[Stored data]
PR #508, opened 2025-01-24
feat: evm verifier

JayWhite2357:
# Rationale for this change

EVM verifier

# What changes are included in this PR?

EVM verifier

# Are these changes tested?

Yes

PR #511, opened 2025-01-29
feat: add Yul Transcript and MathUtil libraries

JayWhite2357:
# Rationale for this change

This PR is the first of many breaking #508 into manageable pieces.

The following Yul functions are added, along with testing around them. They will be imported in future PRs.
* `log2_up`
* `draw_challenge`
* `draw_challenges`
* `append_calldata`

# Are these changes tested?
Yes

### DIFF
--- a/solidity/src/base/MathUtil.sol
+++ b/solidity/src/base/MathUtil.sol
@@ -1,0 +1,23 @@
+// SPDX-License-Identifier: UNLICENSED
+// This is licensed under the Cryptographic Open Software License 1.0
+pragma solidity ^0.8.28;
+
+/// @title Math Utilities Library
+/// @notice Provides functions to perform various math operations
+library MathUtil {
+    /// @notice Computes `max(1,ceil(log_2(value)))`
+    /// @dev The smallest integer greater than or equal to the base 2 logarithm of a number.
+    /// If the number is less than 2, the result is 1.
+    /// @param value0 The input value for which to compute the logarithm
+    /// @return exponent0 The computed logarithm value
+    function log2Up(uint256 value0) internal pure returns (uint256 exponent0) {
+        assembly {
+            function log2_up(value) -> exponent {
+                if value { value := sub(value, 1) }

● **WORK INSTRUCTIONS**
Tell me how many lines of the records include the word "base", replying with the number alone.

● **TASK RESPONSE**
3